Unlike Daredevil, Marvel’s Jessica Jones will have stronger ties to the other Marvel/Netflix TV shows.

I was there when each of the Phase One films were being released. I saw every single Phase One film at least twice before The Avengers hit the big screen. And I think that The Avengers wouldn’t be as awesome as it was if I hadn’t seen each of the Phase One films. I strongly believe that it’s going to be the same in this case. I wouldn’t be as emotionally invested in finally seeing Daredevil meet and interact with some superpowered private investigator if I skipped on watching her own TV show. Experiencing Jessica Jones’ storyline firsthand will definitely make her eventual team up with Matt Murdock and the rest of the Netflix superheroes more meaningful.

Marvel’s Jessica Jones will offer us our first glimpse of Luke Cage

Unlike Marvel’s Daredevil, which exists mainly within its own universe, Marvel’s Jessica Jones will have very strong ties with the next Marvel/Netflix TV show by introducing Luke Cage to audiences. Luke Cage, if you don’t already know, is the lead character of the third Marvel/Netflix show, and I’m betting that its success will be highly dependent on how Jessica Jones is received by audiences. Also, Luke Cage isn’t going to be a mere guest star in this series – he’s actually part of the supporting cast and it looks like he’ll play a significant role in the development of Jessica Jones’ character.


Mike Colter as Luke Cage.

I’m also predicting Luke Cage to serve as a launching pad for Iron Fist’s character, who is the lead character of the fourth and final Netflix show that will lead to The Defenders. Iron Fist is actually Luke Cage’s best friend, with both heroes co-starring in several different comic book titles since the 80s. Unlike Daredevil, these two (or three, if my guess is correct) TV shows will be closely linked to each other and will be required viewings in order to fully appreciate The Defenders.

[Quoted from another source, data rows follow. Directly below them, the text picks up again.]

PR #2618, opened 2022-11-16
Increase WildFly quota

kabir:
Also fixes name of the service

Fixes https://github.com/operate-first/support/issues/1135


durandom:
@kabir looks good, except for the `.idea` files :)

PR #2619, opened 2022-11-16
fix: Increase ghproxy resources to avoid OOM kills

tumido:
ghproxy is being OOMKilled and is raising TLS handshake errors/timeouts.

OOM kills should be solved by increasing memory request/limit from the original really restrictive `64Mi` (upstream [has none](https://github.com/kubernetes/test-infra/blob/master/config/prow/cluster/ghproxy.yaml)).

I think TLS handshakes errors can be caused by delays due to really low CPU limit - 2 milicores (upstream [has no limit](https://github.com/kubernetes/test-infra/blob/master/config/prow/cluster/ghproxy.yaml)).

### DIFF
--- a/prow/overlays/smaug/ghproxy.yaml
+++ b/prow/overlays/smaug/ghproxy.yaml
@@ -61,11 +61,11 @@ spec:
               mountPath: /cache
           resources:
             requests:
-              memory: "64Mi"
-              cpu: "2m"
+              memory: "128Mi"
+              cpu: "10m"
             limits:
-              memory: "64Mi"
-              cpu: "2m"
+              memory: "256Mi"
+              cpu: "50m"
       volumes:
         - name: cache
           persistentVolumeClaim:


prow/overlays/smaug/ghproxy.yaml
```diff
@@ -61,11 +61,11 @@ spec:
...
           resources:
             requests:
-              memory: "64Mi"
-              cpu: "2m"
+              memory: "128Mi"
+              cpu: "10m"
             limits:
-              memory: "64Mi"
-              cpu: "2m"
+              memory: "256Mi"
```
codificat, line 67: This switches from guaranteed to burstable QoS. Do we want that? Or should we keep limits == requests so that the pod doesn't get unexpectedly killed?

codificat (commented):
/lgtm

I have a comment/question about the change, but I'm good with any answer (just a clarification)

prow/overlays/smaug/ghproxy.yaml
tumido: I agree with you, however I'd say let's keep it this way for now and see the actual consumption. Once we know it, we can match limits == requests afterwards to achieve guaranteed QoS. WDYT?

codificat: Makes sense. :shipit:

PR #616, opened 2021-09-03
LPAL-486 - Cookie page not removing cookies

Raffers:
## Purpose

Saving preferences on the /cookies page doesn’t update the user’s current cookies correctly; e.g. if the user accepts usage cookies in the banner, then disables usage cookies on /cookies page, the Google Analytics cookies aren’t removed. This means that the user's preferences are not updated correctly.

Fixes LPAL-486

## Approach

Adds event handlers to radio buttons to set/remove cookies onClick

## Learning

## Checklist


service-front/assets/js/moj/moj.modules/moj.cookie-consent.js
```diff
@@ -11,6 +11,21 @@
                 window.GOVUK.cookie('cookie_policy') || window.GOVUK.setDefaultConsentCookie()
             }
 
+            if (this.isInCookiesPage()) {
+                var noJsMessage = document.querySelector('.no-js');
```
townxelliot, line 15: I think this probably won't have any effect. If JS is available, there won't be a no-js class, but a js-enabled one. So I think finding and removing this is redundant.

service-front/assets/js/moj/moj.modules/moj.cookie-consent.js
```diff
@@ -11,6 +11,21 @@
...
+                noJsMessage.classList.remove('no-js');
+
+                var cookieRadioYes = document.querySelector('input#usageCookies-yes');
```
townxelliot, line 18: I would suggest that the cookie consent is not saved until the user clicks the "Save cookie settings" button, in line with [guidance on the cookies page pattern in the design system](https://design-system.service.gov.uk/patterns/cookies-page/).

service-front/assets/sass/utilities/_helpers.scss
```diff
@@ -86,6 +86,9 @@
         display: none !important;
         visibility: hidden !important;
     }
+
+    display: unset !important;
```
townxelliot, line 90: Not sure we need this.

service-front/module/Application/src/Controller/General/CookiesController.php
```diff
@@ -23,32 +21,7 @@ public function indexAction()
...
-            $this->getResponse()->getHeaders()->addHeaderLine($newCookiePolicy->getFieldName(), $newCookiePolicy->getFieldValue());
-
-            $seenCookie = new SetCookie(self::SEEN_COOKIE_NAME);
-            $seenCookie->setValue('true')
-                ->setHttponly(false)
-                ->setSecure(true)
-                ->setPath('/')
-                ->setExpires(new \DateTime('+365 days'));
-            $this->getResponse()->getHeaders()->addHeaderLine($seenCookie->getFieldName(), $seenCookie->getFieldValue());
+            $this->flashMessenger()->addSuccessMessage('You’ve set your cookie preferences.');
```
townxelliot, line 24: Think this is OK, but it's perhaps misleading: clicking the button has no effect right now, as preferences are saved when clicking the radio buttons, so this flash message is just smoke and mirrors as a consequence. I'd prefer it if clicking the save button made a change to the page with JS, showing the success message, and requiring no trip to the server.

service-front/module/Application/view/application/general/cookies/index.twig
```diff
@@ -1,44 +1,50 @@
...
+
+    <div class="no-js" hidden>
         <p>
-            OPG and Government Digital Services use Google Analytics to measure how you use the service so we can improve it
-            based on user needs. Google Analytics sets cookies that store anonymised information about:
+            We cannot change your cookie settings at the moment because JavaScript is not running in your browser.
+            To fix this, try:
         </p>
-
         <ul class="list list-bullet">
```
townxelliot, line 41: These steps need to be carried out in order, so number them with `<ol>` rather than bullet them.

service-front/module/Application/view/application/general/cookies/index.twig
```diff
@@ -1,44 +1,50 @@
...
         {{ formElement(form.getCsrf) }}
 
-        <h2 class="heading-large">Cookie settings</h2>
+    <h2 class="heading-large">Change your cookie settings</h2>
 
-        <p>We use two types of cookie. One type is strictly necessary and the other type of cookie is optional.</p>
+    <p>We use two types of cookie. One type is strictly necessary and the other type of cookie is optional.</p>
 
-        <h3 class="heading-medium">Cookies that measure website use</h3>
+    <h3 class="heading-medium">Strictly necessary cookies</h3>
```
townxelliot, line 22: Suggest we raise an issue to modify the content so we enumerate the cookies in tables, as per the cookies page guidance.

townxelliot (changes requested):

service-front/module/Application/src/Controller/General/CookiesController.php
Raffers: Requires a rewrite of the flash box, this will need to be done under a separate ticket.

service-front/assets/js/moj/moj.modules/moj.cookie-consent.js
Raffers: Tested this locally, it is needed if we want the no js message appearing. The function in main only removes it from the body element & not from anything else.

service-front/assets/sass/utilities/_helpers.scss
Raffers: If we want the no js message appearing/disappearing correctly we need these values in the CSS

service-front/module/Application/view/application/general/cookies/index.twig
Raffers: Not really, depends on what's going on locally with their browser. These are only meant as a suggestion so they can look at what might be going on & not a definitive solution to what issues they are having locally.

townxelliot:
@Raffers given the complexity this is generating, I suggest we revert back to doing everything server-side. This would then simply mean amending the PHP code to add/remove the `_ga/_gid/_gat` cookies, effectively duplicating what the JavaScript code does (which it partially does anyway). Everything else can stay as is, meaning the user sees the alert on submit.

We can then look at reworking the alerts etc. and doing stuff wholly client-side at a later date.

That way we get a fix in for the bug without introducing too many changes at once.

townxelliot (changes requested):

service-front/module/Application/src/Controller/General/CookiesController.php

Marvel’s Jessica Jones is part of the Marvel Cinematic Universe

Several different sources have already stated that, if successful enough, characters from these Netflix shows may get called to make appearances in future Marvel Cinematic Universe films. I wouldn’t want to be the one in the audience who goes “who’s that” if/when Jessica Jones appears in one of Marvel’s Phase Three films.

And even if that doesn’t happen, just being a canonical part of the Marvel Cinematic Universe means that we’re seeing more glimpses of what’s going on in this version of reality. Everything we’ve seen so far involves one of the Avengers, or S.H.I.E.L.D, or is set in outer space. Together with Daredevil, Jessica Jones shows us what it’s like in other parts of the Marvel Cinematic Universe, parts that are more similar to our everyday lives. As a Marvel Cinematic Universe buff, this makes Marvel’s Jessica Jones a can’t miss TV series for me.

These are the reasons why I’m very interested in Marvel’s Jessica Jones and why I think this show should be on everyone’s radar. Thankfully, a release date hasn’t been finalized yet so there’s still time to call attention to this series. Whether the show is going to be good or not is something that we can’t determine until after we’ve seen the episodes, but given the quality of Marvel’s Daredevil, I’m somewhat confident that this will be another home run for Netflix. I’m definitely going to watch this as soon as it gets released.

What do you think about Marvel’s Jessica Jones? Are you as interested as I am? Tell us what you think by leaving a comment or two below!